A projects table, where the model would look like this:

interface ProjectModel {
	id: Int,			// The table's primary key
	id_client: UUID,		// A relationship we won't care about
	name: String,
}

Work Types

A work_types table, with the following model:

interface WorkTypesModel {
	id: Int,			// The table's primary key
	name: String,
}

Estimates

A project_estimates table, of which the model would look like this:

interface ProjectEstimate {
	id: Int,			// The table's primary key
	id_project: Int,
	id_work_type: Int,
	duration: Int,
}

Basically, we have a many-to-one relationship between our project estimates and our projects, and a many-to-one relationship between our project estimates and our work types. Through the project_estimates table, which acts as a join table, we also have a many-to-many relationship between our projects and our work types.

The job to be done

Today's task, should we accept it, is an ETL (Extract, Transform, Load) task. Our architecture relies on ElasticSearch for complex searches, regularly synced with the SQL database's data, and the frontend team would like it if we could add each project's latest estimate in the data synced over to ElasticSearch[^1].

Now, you'll notice an annoying thing. Estimates don't have a creation date associated with them. Luckily for us, someone had the odd, yet helpful to us today, idea of using incremental integers for our tables' primary keys. Meaning that the most recent estimate also has the greatest id.

How I did it

Basically, what we want to do is

  • For each project, get the most recent estimate for each work_type.
  • Sum the estimates
  • Return each project's id with it's associated estimates durations sum.

And here is how I did it in Typescript, using TypeORM (not my first choice, but more on that later, and had I known I would have insisted we use something else).

  /**
   *
   * Returns a map of all the Projects' estimated durations
   * It does so by summing up, for each id_project, the durations of the most recent rows for each id_work_type & id_project combination from the project_estimates table
   * @returns promise of a map of each Project's total estimated duration
   */
  async getProjectDurations(): Promise<{ [projectId: number]: number }> {
    const estimatedDurations: ProjectEstimate[] = await this.repository.query(`
      SELECT
      t1.id_project,
      SUM(t1.duration) AS total_duration
      FROM (
        SELECT
          MAX(t2.id_estimate) AS most_recent_es,
          t2.id_project,
          t2.id_work_type,
          t2.duration
        FROM project_estimates AS t2
        GROUP BY t2.id_project, t2.id_work_type
      ) AS t3
      INNER JOIN project_estimates AS t1
      ON t3.id_project = t1.id_project AND t3.id_work_type = t1.id_work_type AND t3.most_recent_es = t1.id_estimate
      GROUP BY id_project
    `);
    const estimatedDurationsMap = estimatedDurations.reduce(
      (map, estimatedDuration) => ({
        ...map,
        [estimatedDuration.id_project]: estimatedDuration.total_duration,
      }),
      {},
    );
    return estimatedDurationsMap;

Epilogue

Conclusion?

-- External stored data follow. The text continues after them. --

Issue #275, opened 2022-04-25
Add Gradio Support


julien-blanchon:
Gradio App is an open source machine learning interface running on top of Python : https://gradio.app/

It's quite easy to implement and very hackable.
It's also compatible with Hugging Face Space (https://huggingface.co, https://huggingface.co/spaces).

I may help user and researcher to:

- Quickly debug their model (infer without any line of code, provide web drawing tool ...)
- Showcase their work
- Share model with the community (ie Hugging Face Space ...)
- Flagging unexpected behavior

![gradio](https://user-images.githubusercontent.com/11278197/165093206-ccb80241-690a-4ada-a218-ed86edb18856.png)
![gradio_draw1](https://user-images.githubusercontent.com/11278197/165093211-8c595ecb-3431-4b55-854e-52c4744d95d7.png)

Well, if possible, don't build systems that rely on happenstance (the incremental integer id), try to plan your models for future use cases (saving the creation date and the latest update's date seems a safe bet), and keep finding joy in solving small puzzles. In my eye, along with actually building something, it's a big part of what makes what we do so great. That and building stuff that matters and helps people. But having learned my lesson, I will happily settle on not contributing to products that pollute our daily lives, or actually kill people.

Anyway, I hope it helped you, and I wish you a wonderful day! Also, as always, reach out to me on Twitter should you have any questions, feedback, or improvements to suggest! Bye!

Also, I've recently, and finally, started traveling, so that's nice - ©ElFitz 2022

[1]: Now, perhaps all this could have been avoided with a CQRS / Event Sourcing architecture, but remember that this is an internal tool, not the LMAX. The consulting firm we work at may be one the best, but we're lucky to get an actual full-time dedicated team for this project, and some time to tackle technical debt. Most of the places I've been weren't like that.